Но вернемся к «Трактату политической экономии». Почему Монкретьен так назвал свое сочинение? Меньше всего он думал, что дает название новой науке. Такое или подобное сочетание слов, так сказать, носилось в воздухе – в воздухе эпохи Возрождения, когда воскрешались, переосмысливались и получали новую жизнь многие идеи и понятия античной культуры. Как всякий хорошо образованный человек своего времени, Монкретьен знал греческий и латинский языки, читал древних авторов. В «Трактате», следуя духу времени, он то и дело ссылается на них. Несомненно, ему было известно, какой смысл слова «экономия» и «экономика» имели у Ксенофонта и Аристотеля. У писателей XVII в. эти слова по-прежнему означали еще домоводство, управление семьей и личным хозяйством. Немного позже Монкретьена один англичанин опубликовал книгу под названием «Наблюдения и советы экономические». Автор определял экономию как «искусство хорошего управления домом и состоянием» и занимался, например, такой проблемой, как выбор джентльменом подходящей жены. Согласно его «экономическому» совету, следует выбирать в супруги даму, которая «будет столь же полезной днем, сколь приятной ночью».
Очевидно, это была не совсем та экономия, которая интересовала Монкретьена. Все его помыслы были направлены именно на процветание хозяйства как государственной, национальной общности. Не удивительно, что перед словом «экономия» он поставил определение «политическая».
Добрых 150 лет после Монкретьена политическая экономия рассматривалась преимущественно как наука о государственном хозяйстве, об экономике национальных государств, управляемых, как правило, абсолютными монархами. Только при Адаме Смите, с созданием классической школы буржуазной политической экономии, ее характер изменился и она стала превращаться в науку о законах хозяйства вообще, в частности, об экономических отношениях классов.
Главная заслуга Монкретьена, конечно, не в том, что он дал своей книге такой удачный титульный лист. Это было одно из первых во Франции и в Европе сочинений, специально посвященных экономическим проблемам. В нем выделялся и ограничивался особый предмет исследования, отличный от предмета других общественных наук.
Эпоха первоначального накопления представляет собой предысторию буржуазного способа производства как меркантилизм – предысторию буржуазной политической экономии. Сам термин «первоначальное накопление», видимо, впервые употребил Адам Смит: он писал, что условием роста производительности труда на основе развития многих связанных между собой отраслей производства является первоначальное накопление капитала.
Маркс говорит о «так называемом первоначальном накоплении». Дело в том, что со времен Смита этот термин укоренился в буржуазной науке и приобрел особый, благопристойный смысл: «В незапамятные времена существовали, с одной стороны, трудолюбивые и, прежде всего, бережливые разумные избранники и, с другой стороны, ленивые оборванцы, прокучивающие все, что у них было, и даже больше того… Так случилось, что первые накопили богатство, а у последних в конце концов ничего не осталось для продажи, кроме их собственной шкуры». Таким образом, процесс, в итоге которого в обществе выделились классы капиталистов и наемных рабочих и возникли условия для быстрого развития капитализма, изображался буржуазными учеными, современными Марксу, как экономическая идиллия.

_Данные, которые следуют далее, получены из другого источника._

PR #734, opened 2019-10-31
[CBRD-22714]add about core happen test

Zhaojia2019:
http://jira.cubrid.org/browse/CBRD-22714


sql/_13_issues/_19_2h/cases/cbrd_22714.sql
```diff
@@ -0,0 +1,12 @@
...
+
+create table t1 (id int primary key, title varchar(100));
+
+create table t2 as
+  WITH RECURSIVE cte AS ( 
+    SELECT id, title FROM t1
+    UNION ALL 
+    SELECT id + 1, 'test title' FROM cte where id<10
+  ) SELECT  * FROM cte;
+
```
jinmeihua: I think it would be better to add queries like 
```
select * from t2 order by ...
```
,
```
  WITH RECURSIVE cte AS ( 
    SELECT id, title FROM t1
    UNION ALL 
    SELECT id + 1, 'test title' FROM cte where id<10
  ) SELECT  * FROM cte order by ...;
```
and so on, to check the result.

PR #822, opened 2020-08-04
[CBRD-22925] add new case for this issue

ssihil:
http://jira.cubrid.org/browse/CBRD-22925


sql/_13_issues/_20_2h/cases/cbrd_22925.sql
```diff
@@ -0,0 +1,20 @@
...
+
+CREATE TABLE tmp1(col1 INT, col2 INT, col3 int);
+CREATE INDEX idx ON tmp1(col1,col2);
+
+select 1
+  from tmp1
+ where col3 = 1
+   and col3 <> 2
+   and col2 in (?,?)
+   and col1 in ('1','2');
```
shparkcubrid, line 11: How about binding host variable values using 'prepare' and 'execute' statements?

PR #888, opened 2020-10-19
[CBRD-23686] Add test case for if the number of index columns is large, the optimizer cannot select a more appropriate index.

sy052:
Please refer to [http://jira.cubrid.org/browse/CBRD-23686](http://jira.cubrid.org/browse/CBRD-23686)


ssihil (approved):

sql/_13_issues/_20_2h/cases/cbrd_23686.queryPlan
```diff
@@ -0,0 +1 @@
+
```
shparkcubrid, line 1: redundant

shparkcubrid (approved):

PR #889, opened 2020-10-21
[CBRD-23599] Add new test case for Error occurs select list has in the order of an scalar subquery and expression which include an analytic function.

sy052:
Please refer to [http://jira.cubrid.org/browse/CBRD-23599](http://jira.cubrid.org/browse/CBRD-23599)


ssihil (approved):

ssihil (approved):

hgryoo:
I don't know about the exact convention of the test cases. But IMO, Table and column names need to be given unmeaningful names such as t1, a1, a2 If I refer to other test cases.

hgryoo (approved):

PR #920, opened 2020-12-04
[CBRD-23767] add cci answer.

tw-kang:
http://jira.cubrid.org/browse/CBRD-23767


tw-kang:
verified as a test case error.

PR #965, opened 2021-06-28
[CBRD-23816] modified answer for support HASH TEMP FILE

tw-kang:
http://jira.cubrid.org/browse/CBRD-23816

### DIFF
--- a/sql/_13_issues/_20_2h/answers/cbrd_23665.answer_cci
+++ b/sql/_13_issues/_20_2h/answers/cbrd_23665.answer_cci
@@ -31,7 +31,7 @@ Query Plan:
 Trace Statistics:
   SELECT (time: ?, fetch: ?, ioread: ?)
     SCAN (table: tmp_hls), (heap time: ?, fetch: ?, ioread: ?, readrows: ?, rows: ?)
-      SCAN (hash temp, build time: ?, time: ?, fetch: ?, ioread: ?, readrows: ?, rows: ?)
+      SCAN (hash temp(m), build time: ?, time: ?, fetch: ?, ioread: ?, readrows: ?, rows: ?)
     SUBQUERY (uncorrelated)
       SELECT (time: ?, fetch: ?, ioread: ?)
         SCAN (table: tmp_hls), (heap time: ?, fetch: ?, ioread: ?, readrows: ?, rows: ?)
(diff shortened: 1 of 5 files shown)


sql/_13_issues/_20_2h/answers/cbrd_23665.answer_cci
```diff
@@ -949,7 +949,7 @@ trace
 Trace Statistics:
   SELECT (time: ?, fetch: ?, ioread: ?)
     SCAN (temp time: ?, fetch: ?, ioread: ?, readrows: ?, rows: ?)
-      SCAN (hash temp(h), build time: ?, time: ?, fetch: ?, ioread: ?, readrows: ?, rows: ?)
+      SCAN (hash temp(f), build time: ?, time: ?, fetch: ?, ioread: ?, readrows: ?, rows: ?)
```
shparkcubrid: It is necessary to check whether the answer sheet should be changed or the test case should be changed.

sql/_13_issues/_20_2h/answers/cbrd_23665.answer_cci
```diff
@@ -913,7 +913,7 @@ trace
 Trace Statistics:
   SELECT (time: ?, fetch: ?, ioread: ?)
     SCAN (temp time: ?, fetch: ?, ioread: ?, readrows: ?, rows: ?)
-      SCAN (hash temp(h), build time: ?, time: ?, fetch: ?, ioread: ?, readrows: ?, rows: ?)
+      SCAN (hash temp(m), build time: ?, time: ?, fetch: ?, ioread: ?, readrows: ?, rows: ?)
```
shparkcubrid: It is necessary to check whether the answer sheet should be changed or the test case should be changed.

tw-kang: in the testcase seems to check memory limit.
case line is 
select /*+ ordered */ count(*) from (select * from t1 limit 1) a, (select * from t1 limit 100000) b where a.a = b.a and a.b = b.b and a.c = b.c;

does this statement affect memory limit?

sql/_13_issues/_20_2h/answers/cbrd_23665.answer_cci
tw-kang: before was setting system parameter 'max_hash_list_scan_size=4M'.
now default increased to 8M.
does that mean size minimum value starts from 8M? if yes test case have to be modified.

ssihil (approved):

PR #1006, opened 2021-10-25
[CBRD-24063] Add testcase for error when Connection.close() is called multiple times in server-side JDBC

zionyun:
refer to http://jira.cubrid.org/browse/CBRD-24063


sql/_08_javasp/cases/cbrd_24063.sql
```diff
@@ -0,0 +1,6 @@
+CREATE FUNCTION sp() RETURN string as language java name 'SpTest8.SP() return java.lang.String';
+CREATE FUNCTION sp2() RETURN string as language java name 'SpTest8.SP2() return java.lang.String';
```
hgryoo: It would be better to use `CREATE OR REPLACE FUNCTION` for test cases to make stable

hgryoo (approved):

sql/_08_javasp/cases/cbrd_24063.sql
zionyun: Reflected the review. thank you

ssihil (approved):

sy052 (approved):

PR #1029, opened 2022-01-05
[CBRD-24148] Add new test case for Core dump occur when using hash list scan.

tw-kang:
http://jira.cubrid.org/browse/CBRD-24148


shparkcubrid:
How about reducing data to speed up testing? This is, of course, the condition in which the core occurs.

tw-kang:
> How about reducing data to speed up testing? This is, of course, the condition in which the core occurs.

to optimize the testing time reduce input data size 1,000,000(as-is) 410,000(to-be).

shparkcubrid (approved):

ssihil (approved):

sy052 (approved):

PR #1050, opened 2022-01-25
[CBRD-24149] Backport from develop to 11.1

swi0110:
Refer to http://jira.cubrid.org/browse/CBRD-24149, #1048 

The string-type comparison policy is changed as follows as ORACLE:
- the trailing spaces are ignored only at char-type to char-type comparison.
- the comparison with char-type and varchar-type is based on varchar-type.
- all constant string is char-type regardless it has trailing space.


swi0110:
The CBRD-24149 does not apply to 11.1

PR #95, opened 2023-07-10
FREEMARKER-218 - Add jakarta.servlet support

dtrunk90:


ddekany:
Something like that should work. At quick glance, the equivalent of `FreemarkerServlet` is missing. So far there was only one of that, but now even the classes that used are moved into the `jakarta` package (I assume).

ddekany:
Related discussion on the dev mailing list: [https://lists.apache.org/thread/s15x9gzyhpr9d7cj8ck6kzgz3l6nfjrf](https://lists.apache.org/thread/s15x9gzyhpr9d7cj8ck6kzgz3l6nfjrf)

If this approach wins (having a new package inside the usual `freemarker.jar`), I think we will generate these new packages, rather than maintain them manually. Will see... Probably, that's best to address after the Gradle PR was merged.

dtrunk90:
> Related discussion on the dev mailing list: https://lists.apache.org/thread/s15x9gzyhpr9d7cj8ck6kzgz3l6nfjrf
> 
> If this approach wins (having a new package inside the usual `freemarker.jar`), I think we will generate these new packages, rather than maintain them manually. Will see... Probably, that's best to address after the Gradle PR was merged.

FYI: For gradle there's https://github.com/nebula-plugins/gradle-jakartaee-migration-plugin which could probably help generating the new package.

ddekany:
What features of Servlet/JSP support are you using? I'm asking because support JSP taglibs (TLD-based) might brings some complications, if that has to work on modern containers.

На самом деле это очень далеко от истины. Конечно, первоначальное накопление капитала – это реальный исторический процесс. Но проходил он в действительности в ходе жестокой классовой борьбы, был связан с угнетением, с насилием и обманом. Это не было результатом чьей-то злой воли, «исконной» склонности людей к насилию и т. п. Нет, в ходе первоначального накопления только пробивала себе дорогу объективная историческая закономерность. Более того, этот процесс был по своей сущности прогрессивен, он вел общество вперед. Эпоха первоначального накопления – эпоха относительно быстрого увеличения производства, роста промышленных и торговых городов, развития науки и техники.
Это эпоха Возрождения, которая несла с собой расцвет культуры и искусства после тысячелетнего застоя.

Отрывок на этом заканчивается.